PR #4685, opened 2016-02-29
register SignalView

SimonDanisch:
Neat tool for visualising and interacting with Reactives signal graph.
It's based on GLVisualize, so no tests/coverage yet :(

### DIFF
--- a/SignalView/url
+++ b/SignalView/url
@@ -1,0 +1,1 @@
+git://github.com/SimonDanisch/SignalView.jl.git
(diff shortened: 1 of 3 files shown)


tkelman:
Should this have Reactive in the name if it's pretty specific to Reactive's signals?

SimonDanisch:
I did this first, but I decided that this name is more meaningful. In
theory, it should also easily work for other signal graphs ;)

PR #4687, opened 2016-03-01
Register AWSSDB (and Tag related AWS* packages)

samoconnor:


tkelman:
If you are `using SymDict`, you should `REQUIRE` it explicitly rather than assuming it will be present as a transitive dependency.

samoconnor:
ok, done : https://github.com/samoconnor/AWSSDB.jl/commit/0998d1d1032bb5ffa866138834c966fcef042b3d

PR #4689, opened 2016-03-01
Pull request/77f4aae2

baggepinnen:


tkelman:
Have the authors of the original Matlab code made their source available directly under the BSD license through some means other than on Mathworks File Exchange? Clause 2.a.iii at http://www.mathworks.com/matlabcentral/termsofuse.html?s_tid=gf_com_trm#content generally makes me hesitate and advise people not to look at or use any code from there, and instead seek out licensing and source from the authors directly.

baggepinnen:
The authors provide the following licence file, which is replicated under LICENCE.md


> Redistribution and use in source and binary forms, with or without modification, are permitted provided that the following conditions are met:
> 
> * Redistributions of source code must retain the above copyright
>   notice, this list of conditions and the following disclaimer.
> * Redistributions in binary form must reproduce the above copyright
>   notice, this list of conditions and the following disclaimer in
>   the documentation and/or other materials provided with the distribution
> * Neither the name of the University of Washington nor the names
>   of its contributors may be used to endorse or promote products derived
>   from this software without specific prior written permission.

baggepinnen:
It is also made available from their website
http://www.cs.washington.edu/people/postdocs/tassa/code

baggepinnen:
Just to be sure, I have now sent the original authors asking for explicit consent in publishing this version.

tkelman:
From their website you're fine.

PR #4697, opened 2016-03-01
Register Make: v0.1.0

tshort:
This package is a make-like system for data analysis. It's geared more towards data analysis than Makefile-style building. To support code and data dependencies, the package includes a way to save some state between sessions. 

https://github.com/tshort/Make.jl


tkelman:
I don't think this should be called Make if it isn't designed to read standard makefiles... maybe TaskRunner or something to that effect?

tshort:
I still like "Make". It's concise, and most people have a general idea of what "make" does. That it's concise makes it easier to use fully qualified methods. This is important because the package uses several rather commonly named methods: `file`, `task`, and `variable`.

I made the change from "Jake.jl" (@nolta's original name), so the purpose was more apparent.  

TaskRunner is a decent name, but it's wordy.

Any other opinions?

tshort:
Here are my preferences for name. I still haven't found something I like better than Make.

1. Make
2. Do
3. Run
4. Jake
5. VT
6. TX
7. TaskRunner

tkelman:
2, 3, 5, 6, and arguably 1 aren't great w.r.t. the published naming conventions. Maybe something derived from Make but not exactly the same, Maker.jl or something to that effect. If it's called Make, I'd really expect it to read and use conventional makefiles as is.

tbreloff:
I agree with @tkelman here.  If I was looking for something to run conventional makefiles I would be disappointed.  If I was looking for "makefiles for data science", I wouldn't think to even consider this package.  I would consider something more along the lines of DataDeps.jl, VarDeps.jl, etc.  `Make` sort of implies that you're building an executable (which I don't think you are).

Naming aside, I think the concept behind the package is great!

StefanKarpinski:
+1 to not calling it `Make` – that's definitely a name I would expect to be a Julia interface to `make`. I like the existence of such a package quite a lot. Doing exactly this kind of thing was a big part of what motivated me to start Julia – I was using Rakefiles for this at the time and generating R and Matlab code, and lots of CSV files.

tshort:
So, what happened to @johnmyleswhite's suggestion not to bikeshed package names? Well, I'm getting piled on, so my options seem to be:

(1.) **Use methods without module names.** 

```julia
using TaskRunner
file("in1.csv")
file("in2.csv")

file("df.csv", ["in1.csv", "in2.csv"]) do 
    ... 
end

variable("df", "df.csv") do 
    ...
end
task("default", "df.csv")
```

(2.) **Capitalize task names.** This may help them stand out more. It breaks the rule of lowercase method names, but given that these are declarative statements, maybe its okay. 

```julia
using TaskRunner
File("in1.csv")
File("in2.csv")

File("df.csv", ["in1.csv", "in2.csv"]) do 
    ... 
end

Variable("df", "df.csv") do 
    ...
end
Task("default", "df.csv")
```

(3.) **Capitalize task names prepended with something.** This may help avoid conflicts with types and shows that they are tied together. 

```julia
using TaskRunner
MFile("in1.csv")
MFile("in2.csv")

MFile("df.csv", ["in1.csv", "in2.csv"]) do 
    ... 
end

MVariable("df", "df.csv") do 
    ...
end
MTask("default", "df.csv")
```
(4.) **Use a `Make` module inside the package module.** 

```julia
using TaskRunner
Make.file("in1.csv")
Make.file("in2.csv")

Make.file("df.csv", ["in1.csv", "in2.csv"]) do 
    ... 
end

Make.variable("df", "df.csv") do 
    ...
end
Make.task("default", "df.csv")
```
(5.) **Leave the package unregistered.** 

I'm leaning toward 3 or 5, but I need to play with these more.

johnmyleswhite:
For reference, my suggestion was pretty overwhelmingly voted down by the other committers.

StefanKarpinski:
If you strongly want to use the `Make` name, that's ok and you can merge this PR, I was just registering my opinion that I think it's a confusing name. It's easier to change the name of something before people are using it than after they already are.

StefanKarpinski:
Here's an idea that's somewhat motivated by the naming issue but also motivated by the possibility of having multiple separate build DAGs in the same process. Does it make sense to instantiate a `Maker` object? Something like this:

```jl
using Maker

make = Maker.new()

make.file("foo.csv") do
    # generate foo.csv
end

# etc.
```

The annoying thing is that you want the object type to be `Maker` too :-\

Anyway, @tshort, please don't take this discussion the wrong way. Like I said, if you want to go with `Make`, go for it.

tshort:
That's an interesting idea. It's nice because it preserves what I was shooting for in terms of API. The API matters more to me than the package name. What I don't see with that approach is how one could add a new type of task beyond those originally defined: `make.newtask("a") do...`.

MikeInnes:
Just throwing in another option:
```julia
using TaskRunner
Make = TaskRunner
Make.file(...)
```
(It might be nice to have a shorthand for this, e.g. `using TaskRunner as Make`.)

tshort:
Another good option. I could also put `Make = TaskRunner` in the TaskRunner module and export it to have that alias predefined.

tshort:
I'll probably go with "Maker":

https://github.com/tshort/Maker.jl

One extra letter is fine. I do see the possible confusion if I use the name "Make". Also, I thought that the name "TaskRunner" might imply a package that deals with `Base.Tasks`.

StefanKarpinski:
Sounds good. Sorry for the hassle.

tshort:
No worries. Good input.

# # #

** TASK GOAL **
Using the material above, extract the line that contains "Just throwing in" and every line after it, exactly as given; stop at the last line.

** PROBLEM SOLUTION **
Just throwing in another option:
```julia
using TaskRunner
Make = TaskRunner
Make.file(...)
```
(It might be nice to have a shorthand for this, e.g. `using TaskRunner as Make`.)

tshort:
Another good option. I could also put `Make = TaskRunner` in the TaskRunner module and export it to have that alias predefined.

tshort:
I'll probably go with "Maker":

https://github.com/tshort/Maker.jl

One extra letter is fine. I do see the possible confusion if I use the name "Make". Also, I thought that the name "TaskRunner" might imply a package that deals with `Base.Tasks`.

StefanKarpinski:
Sounds good. Sorry for the hassle.

tshort:
No worries. Good input.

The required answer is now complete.